*** EXERCISE MATERIAL

PR #30387, opened 2025-05-26
build: preserve `peerDependenciesMeta` in snapshots

alan-agius4:
Addresses an issue where publishing snapshot builds would replace the value with the package SHAs in `peerDependenciesMeta`.

See: https://github.com/angular/angular-build-builds/blob/d4d0f1ca0932bd4fe2df4cc2da10d132789dcd8f/package.json#L89


alan-agius4:
> My script was simpler in total I think, but maybe it didn't work?

Yes, I didn't work. But I had another look and it's was due to a typo. It works now :)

******

## TASK DESCRIPTION
Copy every entry exactly. Leave nothing out.

## ANSWER SECTION
PR #30387, opened 2025-05-26
build: preserve `peerDependenciesMeta` in snapshots

alan-agius4:
Addresses an issue where publishing snapshot builds would replace the value with the package SHAs in `peerDependenciesMeta`.

See: https://github.com/angular/angular-build-builds/blob/d4d0f1ca0932bd4fe2df4cc2da10d132789dcd8f/package.json#L89


alan-agius4:
> My script was simpler in total I think, but maybe it didn't work?

Yes, I didn't work. But I had another look and it's was due to a typo. It works now :)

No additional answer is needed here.